There was something very calming about being surrounded by green leaves and vines, nodding gently in the endless updraft of the air from the hab. The floor level was distinctly cooler, as she and Viktor had experienced, even though it was set on an insulated pad and Raoul had managed some inductive coil heaters. They had taken advantage of the absence of Raoul and Marc, off on a rover trip, to make love amidst the plants. It had been an exciting, though chilly, experience. It'd always been a big turn-on for her to look over the shoulder of a lover into the foliage of a tree. Viktor joked that it showed she was a real primitive.
They all went to the greenhouse when they were tired of the endless sunset hues of Mars. Or when they longed to see something alive that wouldn't talk. So she wasn't too surprised when Marc slipped in the quick way they'd engineered, to retain the air.
She smiled to acknowledge him, then turned back to her plants, prepared to ignore him. Privacy was precious, and they'd adopted the Japanese habit of not intruding on one another's space.
But Marc wanted to talk. He popped his helmet and parka, and came right over.
“Got some results you might be interested in.”
“Oh, what's that?”
“Did the isotopic dating on the pingo ice core, thought you'd want to know.” He looked expectantly at her.
“Well, of course I want to know. What'd you find?”

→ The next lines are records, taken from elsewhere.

Issue #464, opened 2021-10-06
MAPL_VarReads in landsurface regridding codes lack error checking!


bena-nasa:
We were trying to debug an issue with regrid.pl, that it was giving different answers relative to some previous release. Close inspection the log revealed a bug of error messages that the start+count during a netcdf read was exceeded but because the rc status of MAPL_VarRead is not checked in mk_CatchRestart.x code this just slipped through and produced a restart (albeit with 0 values for some variables).
If it had been being checked the code should have died and regrid.pl would have failed alerting us to a problem.
So mk_CatchRestart.x and any other code in the surface regridding directory that uses MAPL_VardRead or any other subroutine or function that has an rc code needs to be checked!

PR #467, opened 2021-10-07
add error checking in mk_restarts executables

weiyuan-jiang:
This PR addresses issue #464 . @gmao-jkolassa , Would you please help test this branch with regrid.pl. ( catch, catchcnclm40, catchcnclm45, maybe landice)


gmao-jkolassa:
Thanks @weiyuan-jiang! I'll go ahead and test this for all the cases you mentioned.

gmao-jkolassa:
@mathomp4 When running this for catch only there is still an error message that appears, which does not impact the results. 
The error message is:
`Use of uninitialized value $cnlist[0] in concatenation (.) or string at /discover/nobackup/jkolassa/regrid_test/GEOSgcm/install/bin//regrid.pl line 2766, <STDIN> line 6.`
@weiyuan-jiang has a fix for it by changing some lines in regrid.pl, but since this would involve another GMAO_Shared PR we were wondering whether to put that in now or wait until another GMAO_Shared PR comes along (since as I said this does not actually impact the results for catch or catchcn). 

What do you think?

sdrabenh (approved):

PR #479, opened 2021-11-02
Adding SHOC+EDMF updates

narnold1:
Major update to Turbulence, with changes to SHOC scheme and new EDMF updraft scheme.  Also includes new double-gaussian cloud PDF option in MoistGC, and small changes to DatmoDyn.


tclune (approved):
cmake changes ok

sdrabenh:
@narnold1 I'm re-labeling this PR to non-0-diff because there are different variables in moist and turbulence restarts, so the restarts are not the same. Is the expectation that the old/existing variables will be 0-diff?

narnold1:
The restart changes all involve variables that are unused with default settings, so the model output remains 0-diff.  The update removes a number of current turb_internal variables that were used by the old version of SHOC (no longer needed), and there are 2 new turb_internals and 1 new moist_internal, again only needed with non-default settings.

mathomp4 (approved):

mathomp4 (approved):

mathomp4:
@narnold1 Would like me (or others on @GEOS-ESM/cmake-team) to add compiler definition to the CMake? I see things like:
```fortran
!#define UWDIAG 1
!#define PDFDIAG 1
...
!#define EDMF_DIAG 1
!#define USE_SCM_SURF 1
```
And we could make those options that could be set at CMake time (`-DPDFDIAG=ON`) or the like if it's easier for you?

mathomp4:
@narnold1 Also: another question for me: will this make the SCM non-zero-diff? I see you updated Datmo so "probably", is my guess?

narnold1:
@mathomp4, Adding compiler definitions wouldn't be worth it.  These options won't be used very often.

I *think* the SCM should still be 0-diff, though I haven't verified that.  The changes in DatmoDyn are mostly adding options, not changing existing code.

mathomp4:
@narnold1 Okay. Just thought I'd offer it. If it does become something you'd like, just let me know. It's a simple couple lines in CMake to enable it.

sdrabenh (approved):

mathomp4 (approved):

PR #492, opened 2021-11-29
Feature/pnorris/#422 #443 rrtmg lw sw combo generator

dr0cloud:
This is a large non-zero-diff PR with fastLW+SW that tidies up RRTMG LW and SW and makes them both about 2/3 the runtime and makes them use a combined cloud generator. The changes have been discussed and vetted in modeling group over the past 2-3 months. Most changes are "statistically zero-diff" in the sense that they have minimal difference (~< 0.01 W/m2) in global TOA fluxes (in 3 month MERRA-2 replays) and minimal changes in zonal means. But any difference in the stochastic cloud generator (even changing the PRNG) will have large instantaneous changes in clouds (and therefore radiative fluxes) that will average to near-zero over space and time. The few changes that were statistically non-zero-diff have been understood as being better.


dr0cloud:
Scott, please also merge to ORBIT default on (AGCM.rc add two lines) at or near this PR (before or after). Thanks, Peter.

tclune (approved):
CMake changes

mathomp4:
Per @Gvilla1000-nasa, he says that this might be a GNU bug. He encountered something similar with an:
```fortran
  if (function()) then
```
where he instead had to do:
```fortran
  condition = function()
  if (condition) then
```

GNU had some issue with doing an if-test on a function itself. (But apparently Intel and NAG were okay with doing that.)

mathomp4:
> Scott, please also merge to ORBIT default on (AGCM.rc add two lines) at or near this PR (before or after). Thanks, Peter.

@sdrabenh Just making sure you see this. @dr0cloud can you put the two lines here? Or do you have a PR in GEOSgcm_App that does it?

sdrabenh:
> > Scott, please also merge to ORBIT default on (AGCM.rc add two lines) at or near this PR (before or after). Thanks, Peter.
> 
> @sdrabenh Just making sure you see this. @dr0cloud can you put the two lines here? Or do you have a PR in GEOSgcm_App that does it?

@mathomp4 and @dr0cloud I can add these changes to this PR

dr0cloud:
Thanks Scott. And Matt, do we need to do anything about this GCC bug? Or can we just leave it as is?

mathomp4:
> @sdrabenh @mathomp4 Thanks Scott. And Matt, do we need to do anything about this GCC bug? Or can we just leave it as is?

@dr0cloud I'm doing some testing now to try and figure out the "right fix" to suggest you try out.

dr0cloud:
@mathomp4 How about ...
#if (Compiler == GCC) go take a hike!
Or is that a no no?

mathomp4:
@dr0cloud Well, the solution was pretty simple. I think we just need to make:
```fortran
   function condensate_inhomogeneous result (inhomo)
```
be:
```fortran
   function condensate_inhomogeneous() result (inhomo)
```
For some reason, parallel make is "hiding" the real error which can be seen in serial build. When I make that change, it seems to build. I also then did a test run of GEOS (GNU Debug) and, well, nothing crashed. So that's nice.

dr0cloud:
@mathomp4 Matt fixed it .. need "function f() result (r)" ... not "function f result (r)" for GCC. Thanks Matt!

mathomp4 (approved):

PR #496, opened 2021-12-08
Make big 5-d buffer in Moist optional

mathomp4:
This adds a new `AGCM.rc` resource: `USE_MOIST_BUFFER` that allows one to avoid the big 5-d `buffer` array in Moist.

Tests at C24 L72 and C720 L181 show this is zero-diff if `USE_MOIST_BUFFER: .TRUE.` or `USE_MOIST_BUFFER: .FALSE.`

I'm going to keep this in Draft mode until @tclune and @wmputman have a chance to look at it. And maybe `USE_MOIST_BUFFER` is a bad name for this. :smile:


tclune:
Hard to see how any short name can capture the intent here.   This is a time vs memory tradeoff switch.   Not liking anything that immediately occurs to me in that sense though.

bena-nasa (approved):

sdrabenh (approved):

PR #500, opened 2021-12-15
WORK IN PROGRESS: Updates for Standards Conformance (NAG)

mathomp4:
This PR tracks changes needed to compile GEOSgcm_GridComp with the NAG Compiler. NAG is *very* strict and will not allow the use of Fortran extensions that are endemic to GEOS. 

---

The first category are procedures that are now part of the Fortran Standard that used to be extensions in some compilers:

- `iargc()` → `command_argument_count()`
- `getarg()` → `get_command_argument()`
- `getenv()` → `get_environment_variable()`
- `system()` → `execute_command_line()`
- `call exit(0)` → `stop`
- `call exit(N)` → `error stop N`

NAG also doesn't support (without flags that need to be used *everywhere* as @tclune can elucidate on) the use of `real*4` or `real(kind=4)`. The reason is that NAG does not use 4 for 32-bit real and 8 for 64-bit, instead they use 1 and 2. (The Standard does not specify what "kind" a 32-bit real must be, only that there must be one.) So, many changes are of the type:

- `real*4` → `real(REAL32)`
- `real(kind=8)` → `real(kind=REAL64)`

Finally, in this, some catch code uses `nan` and `inf` defined like:
```fortran
  real*8, parameter :: inf8 = O'0777600000000000000000'
  real*8, parameter :: nan8 = O'0777610000000000000000'
  real*4, parameter :: inf4 = O'17740000000'
  real*4, parameter :: nan4 = O'17760000000'
  real,   parameter :: inf = inf4
  real,   parameter :: nan = nan4
``` 
NAG does not allow this as it sees these as, well, not numbers at compile-time. So with @tclune we made functions to return these values via `ieee_arithmetic` a la:

```fortran
   function nan() result(nan_32)
      real(REAL32) :: nan_32

      nan_32 = ieee_value(nan_32,  ieee_quiet_nan)

   end function nan

   function inf() result(inf_32)
      real(REAL32) :: inf_32

      inf_32 = ieee_value(inf_32,  ieee_positive_inf)

   end function inf
```


sdrabenh:
@mathomp4 mind if I close this for now? It looks very old

mathomp4:
> @mathomp4 mind if I close this for now? It looks very old

@sdrabenh Actually, keep it open for now and let me see if I can merge in develop. If it doesn't work, I'll do it. This branch was too much work for me to let go of now!

mathomp4:
Okay. The merge worked, which is good. For now I'll close the PR and can always bring it back if needed.

PR #503, opened 2021-12-17
fix timers in catchcn

weiyuan-jiang:
The PR fixes mis-matches of timers and removes some tab keys in CatchCN gridcomp. It has been tested even though it won't affect GEOSgcm.
GEOSldas's PR https://github.com/GEOS-ESM/GEOSldas/pull/487  depends on this PR.  @gmao-rreichle @sdrabenh


gmao-rreichle (approved):

gmao-rreichle:
@sdrabenh, @mathomp4 : Unfortunately, there is possibly some urgency to merging this PR, and we would also need a GEOSgcm_GridComp release to go with it.  (No need for a GEOSgcm release.)  This is because we had hoped to create a GEOSldas release using the latest version of MAPL (v2.14.0), which contains a bug fix that is necessary for GEOSldas.  But MAPL v2.14.0 is also much less tolerant of our less-than-perfect calls to the MAPL_Timer routines.  
I recognize that the PR and request for a GEOSgcm_GridComp release is very short notice.  It **is** ok if it's not possible or desirable to merge this PR and create a GEOSgcm_GridComp release immediately.  We **can** issue a GEOSldas release using MAPL v2.10.1 and GEOSgcm_GridComp v1.13.0.  This new release just wouldn't fix the timer issues, but they can also be fixed later. 
**The important thing is to make a decision either way, so please let us know**, thanks, Rolf
cc: @weiyuan-jiang, @biljanaorescanin

sdrabenh (approved):

PR #507, opened 2021-12-20
Fixes #506. Initialize uninitialized part of selffac array

### LINKED ISSUE #506: Crash in rrtmg_lw_setcoef in develop Intel Debug
Nightly tests show a crash in `rrtmg_lw_setcoef.F90` running with Intel Debug:
```
forrtl: error (75): floating point exception
GEOSgcm.x          000000000F24BBBB  Unknown               Unknown  Unknown
libpthread-2.22.s  00002B9F9F156CE0  Unknown               Unknown  Unknown
GEOSgcm.x          0000000009ACA891  rrtmg_lw_setcoef_         563  rrtmg_lw_setcoef.F90
GEOSgcm.x          0000000009AF94B2  rrtmg_lw_rad_mp_r         577  rrtmg_lw_rad.F90
GEOSgcm.x          0000000009AE2E3E  rrtmg_lw_rad_mp_r         338  rrtmg_lw_rad.F90
GEOSgcm.x          000000000960D3CE  geos_irradgridcom        3327  GEOS_IrradGridComp.F90
GEOSgcm.x          00000000095514B6  geos_irradgridcom        1245  GEOS_IrradGridComp.F90
```

Pointing to:

https://github.com/GEOS-ESM/GEOSgcm_GridComp/blob/79613015551cf5d21f52f1fcad3167672b070c37/GEOSagcm_GridComp/GEOSphysics_GridComp/GEOSradiation_GridComp/GEOSirrad_GridComp/RRTMG/rrtmg_lw/gcm_model/src/rrtmg_lw_setcoef.F90#L563

Fix is being looked at now.

mathomp4:
Per #506, the `selffac` array is only partially-filled, when the code then tries to run over the entire array, a crash occurs in debugging mode.

In the old code (v10.13.1 and older), this was set by:
```fortran
!  Set up factors needed to separately include the water vapor
!  self-continuum in the calculation of absorption coefficient.
         selffac(lay) = water * forfac(lay)
```
in the upper atmosphere. However, code analysis by @dr0cloud found that `selffac` isn't actually ever *accessed* in RRTMG LW in the upper atmosphere. So in the PR we instead set `selffac` to zero in the upper atmosphere to save on unneeded operations.

Runs with both Release and Debug builds show that this is indeed true and is zero-diff. 

Closes #506

### DIFF
--- a/GEOSagcm_GridComp/GEOSphysics_GridComp/GEOSradiation_GridComp/GEOSirrad_GridComp/RRTMG/rrtmg_lw/gcm_model/src/rrtmg_lw_setcoef.F90
+++ b/GEOSagcm_GridComp/GEOSphysics_GridComp/GEOSradiation_GridComp/GEOSirrad_GridComp/RRTMG/rrtmg_lw/gcm_model/src/rrtmg_lw_setcoef.F90
@@ -507,6 +507,18 @@ contains
                indfor(lay,icol) = 3
                forfrac(lay,icol) = factor - 1.
 
+               !  Set up factors needed to separately include the water vapor
+               !  self-continuum in the calculation of absorption coefficient.
+               !  In the old code this was set as:
+               !
+               !     selffac(lay,icol) = water * forfac(lay,icol)
+               !
+               !  However, selffac is never used outside of this routine in 
+               !  the upper atmosphere. So to save operations we just set to zero.
+               !  Tests confirm that this is zero-diff to actually filling the
+               !  array with the product above.
+               selffac(lay,icol) = 0.0
+
                ! factors needed to separately include the minor gases
                ! in the calculation of absorption coefficient
                scaleminor(lay,icol) = pavel(lay,icol)/tavel(lay,icol)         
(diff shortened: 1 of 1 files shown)


dr0cloud:
Confirmed. selffac is only use in rrtmg_lw_taumol and only in the lower atmosphere.

sdrabenh (approved):

dr0cloud (approved):
Yes, this solves a floating-point exception problem when compiled debug mode. The bug had no impact on any earlier model results, but it now runs when compiled in debug mode.

dr0cloud:
Note that this bug had no effect on previous runs/results. It just prevents the model from crashing when compiled in debug mode (as in the nightly tests). The uninitialized variable which trigged the floating-point exception is never used in the upper atmosphere (except for being scaled by another variable colh2o, but that scaled value is never used PERIOD in the upper atmosphere). That’s why the value selffac is set to in the upper atmosphere branch is not important …setting it to 0 with a comment as Matt has done is the best solution for speed and readability.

He grinned slyly. “It's not what I expected.”
“Too old to date?”
“Nope.”
She stopped working, turned to look at him. He was drawing this out on purpose. That was Marc's style when he had something important to say. He let you know by making a little drama out of it. Like the discovery of the pingo water.
“Do I have to guess or are you going to tell me?”
“Before I do that, do you remember the scenario I described for Gusev in particular, and Mars in general?”
“Sure. Basically, you said the planet's engine had died, in fact some time ago. The fossils we found were old, belonging to a long-ago wet and warmer time. The fact that they were in two different levels separated by sediments and volcanic layers meant that there had been another warmer, wetter time. Gusev held a lake at least twice, and that's why we found the fossils inside the crater.”
“Okay, given that scenario, how old would you expect the ice to be?”
“Pretty old, maybe a billion years or so.”
“Not a bad guess.”
“Is that what you got?”
“Nope.”
She was beginning to feel exasperated. “Well, then it isn't a good guess.”
“No, no, it's a good guess. It's just that my scenario was wrong.”
“How?”
“Suppose I told you the ice was young—very young, in fact, for Mars.”
“How young, or do I have to guess again?”
“Say, ten million years old.”
“But that's—”
“Way young, right.” He rushed on. “Not only that, the ice seems to be all about the same age, within the limits of dating error. So it all came up at once.”